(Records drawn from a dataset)
════════════════════

PR #1156, opened 2015-01-21
Update docs with http optout info

rudigiesler:


hodgestar:
I wonder whether we should explain that `to_addr_type` and `from_addr_type` default to `msisdn` and list the other possible values?

hodgestar:
Otherwise looks good. :)

rudigiesler:
We could do that. I didn't see anywhere in the docs where it explains what all the fields are and what each field is though, but I'll add it for the address type so long.

hodgestar:
Tx.

docs/http_api.rst
```diff
@@ -95,6 +104,10 @@ The response to the PUT request is the complete Vumi Go user message
 and includes the generated Vumi ``message_id`` which should be stored
 if you wish to be able to associate events with the message later.
 
+If a message is sent to a recipient that has opted out, the response will be an
+HTTP 400 error, with the body detailing that the recipient has opted out.
+Messages sent as a reply will still go through to an opted out recipient.
```
justinvdm: I think we should maybe mention how the error looks, like mention that `success` will be `false` and that the `reason` field will detail that the recipient has opted out.

justinvdm: Separate point -- should we mention that this behaviour can be overridden by setting the account `disable_optouts` flag to `true`?

justinvdm:
Left two minor comments, looks good.

hodgestar:
:+1: from me, although someone should review the commit I added.

justinvdm:
:+1: :cake: for keeping the docs up to date

PR #1344, opened 2015-10-22
Fix routing key in tests

jerith:


hodgestar:
Could you explain a bit why the dummy transport name has to change?

jerith:
Part of my experimentation with simpler publisher machinery involves removing (unused) support for publishing to arbitrary routing keys, which in turn changes the routing key validation to happen once when the publisher is created instead of every message published.

That means the old fake routing key with caps in it will fail validation (which wasn't happening before) and the tests will break.

hodgestar:
:+1:

PR #1340, opened 2015-10-12
Include a button for the new download modal in messages view

justinvdm:

PR #1345, opened 2015-10-23
Hook up time range message downloads

hodgestar:


hodgestar:
Ready for review.

hodgestar:
Okay, maybe ready for review now. ;)

hodgestar:
I'm not sure how https://github.com/praekelt/vumi-go/pull/1340/files#diff-8b9eacc3cdf12b6761950e2895d5cd66R795 passed in #1340. I don't find the "unique people" in the conversation templates anymore?

justinvdm:
> I'm not sure how https://github.com/praekelt/vumi-go/pull/1340/files#diff-8b9eacc3cdf12b6761950e2895d5cd66R795 passed in #1340. I don't find the "unique people" in the conversation templates anymore?

Hrm, that is weird. I remember changing those tests to match the new way we are displaying the uniques, maybe I'm remembering wrong.

hodgestar:
> Hrm, that is weird. I remember changing those tests to match the new way we are displaying the 
> uniques, maybe I'm remembering wrong.

There is a new test -- it looks like the merging just got confused by the deletion of the old test and the creation of a new test above it.

go/conversation/forms.py
```diff
@@ -54,3 +54,35 @@ class ReplyToMessageForm(forms.Form):
...
+            ('csv', 'csv'), ('json', 'json'),
+        ])
+
+    direction = forms.ChoiceField(
+        required=True, initial='inbound',
+        choices=[
+            ('inbound', 'inbound'), ('outbound', 'outbound'),
+        ])
+
+    _LOCALS['date-preset'] = forms.ChoiceField(
```
hodgestar: I should probably just change the field names in the HTML.

hodgestar: @justinvdm Thoughts? How much much do you like the current `date-to`, `date-from`, `date-preset` dashes and how ugly would you find `date_to`, etc?

justinvdm: If it is just the `name` attribute that would be affected, then I think using `date_to`, etc makes sense, thanks.

hodgestar:
Ready for re-review.

Still need to:
- Open the modal if the form is bound.
- Restore the old data if the form is bound.

hodgestar:
Hopefully all done now.

go/base/decorators.py
```diff
@@ -0,0 +1,24 @@
+"""Decorator utilities."""
```
hodgestar: Happy to just delete this. It's a nice idea but it's unrelated to this PR and currently unused. Thoughts?

justinvdm: Hmm, if its unused I vote we remove it, since we'll always have it in our git history if we find we would like to use it.

go/conversation/templatetags/conversation_tags.py
```diff
@@ -56,3 +56,11 @@ def get_reply_form_for_message(message):
         })
     form.fields['to_addr'].widget.attrs['readonly'] = True
     return form
+
+
+@register.filter
+def checked(field, value):
+    #import pdb; pdb.set_trace()
```
justinvdm: Stray debug line.

go/conversation/view_definition.py
```diff
@@ -198,35 +199,40 @@ class ExportMessageView(ConversationApiView):
...
-    def get(self, request, conversation):
-        direction = request.GET.get('direction', 'inbound')
-        if direction not in ['inbound', 'outbound']:
-            raise Http404()
+    def post(self, request, conversation):
+        form = MessageDownloadForm(request.POST)
+        if not form.is_valid():
+            v = self.view_def.get_view(
+                'message_list/', message_download_form=form)
+            # import pdb; pdb.set_trace()
```
justinvdm: Stray debug line.

go/conversation/forms.py
```diff
@@ -54,3 +57,79 @@ class ReplyToMessageForm(forms.Form):
...
+        date_preset = self.cleaned_data.get('date_preset')
+        if date_preset:
+            start_date, end_date = self._parse_date_preset(date_preset)
+            filename_date = date_preset
+        else:
+            start_date = self._date_to_utc(self.cleaned_data.get('date_from'))
+            end_date = self._date_to_utc(self.cleaned_data.get('date_to'))
+            filename_date = self._format_custom_date_filename(
+                start_date, end_date)
+        return start_date, end_date, filename_date
```
justinvdm, line 141: If I'm understanding things properly, we would get filenames like `conv1-outbound-1d.csv`, `conv-outbound-19000101-now` and `conv-outbound-until-now.csv`. If the user was to be doing downloads quite often, it is likely they would end up with multiple files with the same name, and it might be difficult for them to figure out which is which. I think it would be useful if we could include the actual dates in the filenames to avoid this (e.g, instead of `conv1-outbound-1d.csv`, we have `conv-outbound-19000101-19000102`).

The `until-` case is a bit more difficult I guess, since we don't know the start date, but I think filenames like `conv-outbound-until-19000101` are still useful.

I don't think the same holds for the `-now` case, since 'now' is relative. I think it would useful if we could use the current date instead of 'now' (e.g. `conv-outbound-until-19000101` if 'now' is `19000101`). It would mean we would be giving the message export api an end time instead of having it use the actual time the export is started as the end time, but I think people might find it confusing to find messages that arrived after the time they requested the download to start to appear in their message download. If you're strongly against this, I'm okay with us keeping it at 'now' though.

Thoughts?

go/conversation/tests.py
```diff
@@ -641,84 +724,146 @@ def test_aggregates(self):
...
+            '%(conv)s-outbound-7d.csv')
+
+    @mock.patch('go.conversation.forms.datetime.datetime',
+                Summer1969)
+    def test_download_messages_date_preset_30d(self):
+        self.check_download_messages(
+            {'format': 'csv', 'direction': 'outbound', 'date_preset': '30d'},
+            '/message_store_exporter/%(batch)s/outbound.csv?'
+            'start=1969-11-01T12%%3A00%%3A00%%2B00%%3A00',
+            '%(conv)s-outbound-30d.csv')
```
justinvdm: Do we need tests for the custom date range cases?

go/conversation/templates/conversation/message_list.html
```diff
@@ -243,17 +219,32 @@ <h3 class="text-center">Send statistics</h3>
...
+                            </div>
+                            {% endif %}
+
                             <div class="well collapse date-custom-container">
                                 <div class="input-daterange input-group" data-provide="datepicker" data-date-format="dd/mm/yyyy">
-                                    <input type="text" class="input-sm form-control" value="{% now "d/m/Y" %}" name="data-from">
+                                    <input type="text" class="input-sm form-control" value="{{ form.date_from.value|date:"d/m/Y" }}" name="date_from">
                                     <span class="input-group-addon">to</span>
-                                    <input type="text" class="input-sm form-control" value="{% now "d/m/Y" %}" name="date-to">
+                                    <input type="text" class="input-sm form-control" value="{{ form.date_to.value|date:"d/m/Y" }}" name="date_to">
```
justinvdm, line 216: Will the to and from form date fields default to the current date?

justinvdm:
Other than the non-input-validation error handling stuff that we discussed over slack and the filenames comment, just a few minor things. Looks good.

justinvdm:
:+1:! (when travis is happy)

hodgestar:
Oops. Missed a file in the last commit.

════════════════════

**THE TASK**
When the word "need" occurs in a line above, list that line.

**COMPLETED EXERCISE**
Still need to:
justinvdm: Do we need tests for the custom date range cases?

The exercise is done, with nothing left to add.